Work order
Below are records; reproduce exactly the lines from the one containing "ready for review!" through the end, both included, and only those.

[Records from a data collection]
<<<<
PR #1151, opened 2016-03-07
Add support for raw docstrings in ASTs

felixmulder:
Hello, as some of you might know (@heathermiller, @odersky) - I'm coming to EPFL in a couple of weeks to help out on **dottydoc** :tada:

As such, I wanted to get a head start on the implementation. I've perused the code and started an implementation for docstring parsing.

In this PR the scanner has been modified to save the docstrings according to the following heuristic:

* In the scanner, parse all comments
* ~~If the comment is a docstring, save it in a `closestDocString: Option[Comment]` var, replacing the old value~~
* If the comment is a docstring, save it in a `closestDocString: mutable.Queue[Comment]` val
* If `keepComments` is set to true also save it to `revComments` (not sure if this is necessary, but didn't want to ruin someone else's possibly ongoing implementation)
* In the parser, put the saved docstring into the `MemberDef` tree if applicable

I'm not sure if this is the optimal implementation, but it seems to eliminate the need for positional checking and instead follows "if the docstring is the closest docstring to an entity, it is the entity's docstring." The `closestDocString` var would in this approach, however, have to be emptied at the end of parsing bodies (not done yet).

There are two questions I'm looking to have answered:

1. Am I on the right track, or is there a better way to go about this?
2. I want to add tests that check the resulting AST using some example code - where should I place these? Do we have similar tests somewhere I can have a look at?

**Sidenote:** in a separate branch I've also started the implementation of a dottydoc tool which uses only the `FrontEnd` phase to get an AST. As such, finding the correct solution to adding comments to the AST will be a requirement for moving forward with said branch.


DarkDimius:
```
./src/dotty/tools/dotc/typer/Typer.scala:551: error: ')' expected but '}' found.
  }

```

does not seem to compile.

felixmulder:
Thanks @DarkDimius, it should compile - even so, this PR does not touch the typer.

smarter:
> 2. I want to add tests that check the resulting AST using some example code - where should I place these? Do we have similar tests somewhere I can have a look at?

Look in https://github.com/lampepfl/dotty/tree/master/test/test, you might need to extend [`DottyTest`](https://github.com/lampepfl/dotty/blob/master/test/test/DottyTest.scala), note that most of these tests haven't been maintained in a long time and may be broken in subtle ways, feel free to clean up/refactor things if it helps you.

felixmulder:
@smarter thanks! I'll have a look later today.

felixmulder:
Traits without a body caused the structure of only keeping one docstring to fail (since the parser would gobble them up before finding out that the trait had no body). So the docstrings are now saved in a queue. Maybe that's what the `revComments` list was for.

felixmulder:
Good afternoon, I now feel that this PR is nearing a state where it should be evaluated on a first review basis. When first opened, it did not meet the quality criteria and for this I apologize (@DarkDimius).

The tests now show what this implementation can handle, please see: https://github.com/lampepfl/dotty/pull/1151/files#diff-a8ce7031a634f23d40bb1c04c8aeaf38R57

These are the tests performed, and should help you with an overview:

* NoComment
* SingleClassInPackage
* MultipleOpenedOnSingleClassInPackage
* MultipleClassesInPackage
* SingleCaseClassWithoutPackage
* SingleTraitWihoutPackage
* MultipleTraitsWithoutPackage
* MultipleMixedEntitiesWithPackage
* NestedClass
* NestedClassThenOuter
* Objects
* ObjectsNestedClass
* PackageObject
* MultipleDocStringsBeforeEntity
* MultipleDocStringsBeforeAndAfter
* ValuesWithDocString
* VarsWithDocString
* DefsWithDocString
* TypesWithDocString

The current heuristic for associating comments is simply selecting the closest docstring (preceding the entity) from a `List[List[Comment]]` (where the outer list represents the block scope).

Entering and leaving a block scope will, push respectively pop the docstring comments var.

Speaking with Heather, I've been told to ping @odersky (since he is responsible for this part of the compiler).

I hope I'm not stepping on any more toes. Sincerely,
Felix

DarkDimius:
> it did not meet the quality criteria and for this I apologize (@DarkDimius).

It's not it wasn't meeting quality criteria. It's that it was failing a specific test so I've tried to tell you what file to try to compile locally to reproduce the issue.

I'll have a look at the PR, though getting feedback from @odersky would be great.

src/dotty/tools/dotc/ast/Trees.scala
```diff
@@ -317,6 +317,10 @@ object Trees {
     private[ast] def rawMods: Modifiers[T] =
       if (myMods == null) genericEmptyModifiers else myMods
 
+    private[this] var myComment: Option[String] = None
```
DarkDimius: hmmm, adding new fields in `trees` is likely to increase memory footprint.
AS most trees do not have comments,@felixmulder, would you consider putting comments into attachments of the tree?

src/dotty/tools/dotc/parsing/Scanners.scala
```diff
@@ -182,6 +182,38 @@ object Scanners {
      */
     var revComments: List[Comment] = Nil
 
+    /** The currently closest docstring, replaced every time a new docstring is
+     *  encountered
+     */
+    var closestDocString: List[List[Comment]] = List(List())
```
DarkDimius: could you please elaborate on why it this a `List[List[Comment]]`? the type seems no to correspond to name\comment.

test/test/DottyDocTests.scala
```diff
@@ -0,0 +1,506 @@
...
+  def source: String
+
+  /** A test to run against the resulting code */
+  def assertion: PartialFunction[Tree[Untyped], Unit]
+
+  private def defaultAssertion: PartialFunction[Tree[Untyped], Unit] = {
+    case x => assert(false, "Couldn't match resulting AST to expected AST in: " + x.show)
+  }
+
+  private def compiler(assertion: PartialFunction[Tree[Untyped], Unit]) = new Compiler {
```
DarkDimius: DottyTest already has a similar method `compilerWithChecker(checkAfterPhase: String, source:String)(assertion:(tpd.Tree, Context) => Unit)`
It would be better to reuse it instead of re-implementing.

src/dotty/tools/dotc/parsing/Scanners.scala
felixmulder: So let's say we have this scenario:

```scala
/** Docstring 1*/
object O {
  /** Docstring 2 */
  class Inner

  /** Cheeky docstring */
}

class Outer
```

The class `Outer` should not have a docstring. So when entering / exiting blocks - I push and pop the docstring environment.

But sure - a better name for it would be something like  ~ `docStringsForBlock`

src/dotty/tools/dotc/ast/Trees.scala
felixmulder: Of course - didn't know about attachments. Will look into it :+1:

test/test/DottyDocTests.scala
felixmulder: `DottyTest` uses a typed tree for their method while the scanner simply adds the comments to the untyped tree - I could parameterize the function? Or should I be adding the docstrings to the typed tree as well?

test/test/DottyDocTests.scala
```diff
@@ -0,0 +1,506 @@
...
+    MultipleDocStringsBeforeEntity,
+    MultipleDocStringsBeforeAndAfter,
+
+    ValuesWithDocString,
+    VarsWithDocString,
+    DefsWithDocString,
+    TypesWithDocString
+  )
+
+  def main(args: Array[String]): Unit = {
```
DarkDimius: Would you kindly make this into `JUnit` test?
This would allow to remove a lot of boilerplate in this object and the companion.

DarkDimius: IE, you can make a method-per-every DottyDocTest, that only calls 

`checkCompile("frontend", source)(assertion)`

test/test/DottyDocTests.scala
```diff
@@ -0,0 +1,506 @@
...
+ *
+ * Instances also need to be placed in the `DottyDocTests::tests` sequence to
+ * be included in the run
+ */
+trait DottyDocTest extends DottyTest { self =>
+  /** Source code in string format */
+  def source: String
+
+  /** A test to run against the resulting code */
+  def assertion: PartialFunction[Tree[Untyped], Unit]
```
DarkDimius: For any non-trivial check\error reporting, you would need an appropriate context.
Have a look how it's done in `DottyTest` it has a lot of infrastructure that you can use.

test/test/DottyDocTests.scala
felixmulder: Certainly =)

src/dotty/tools/dotc/parsing/Scanners.scala
DarkDimius: you seem to operate with this list as if it was a Stack. Maybe make it be a stack?

felixmulder: That was my original thought, but I wasn't sure how much of the standard library stuff we could use - but I'll change it to a stack on your recommendation.

DarkDimius: Sorry, I mean call it a stack, eg `docsPerBlockStack`, I didn't mean to propose to use a deprecated collection :-).

test/test/DottyDocTests.scala
DarkDimius: The `assertion` in `compilerWithChecker` is also provided a `Context`. You can use it to extract `ctx.compilationUnit.untpdTree` in a similar way how you do now.

felixmulder:
@DarkDimius the two latest commits contain your suggested changes :+1: thanks for taking a look!

DarkDimius:
Otherwise LGTM. Good job!

src/dotty/tools/dotc/parsing/Scanners.scala
```diff
@@ -182,6 +182,38 @@ object Scanners {
      */
     var revComments: List[Comment] = Nil
```
felixmulder: Thanks for the LGTM @DarkDimius - regarding this `revComments` variable - should I delete it? I can not see any purpose it might serve now...

felixmulder:
Rebased and fixupped the latest commit to include the change "back" to `setComment` according to your previous suggestion @DarkDimius.

Let me know if this needs to be squished in order to be merged. Thanks!

DarkDimius:
@felixmulder is this still a WIP branch, or is it ready for review?

felixmulder:
@DarkDimius - ready for review!

odersky:
LGTM, Thanks!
>>>>
Reply to the task
@DarkDimius - ready for review!

odersky:
LGTM, Thanks!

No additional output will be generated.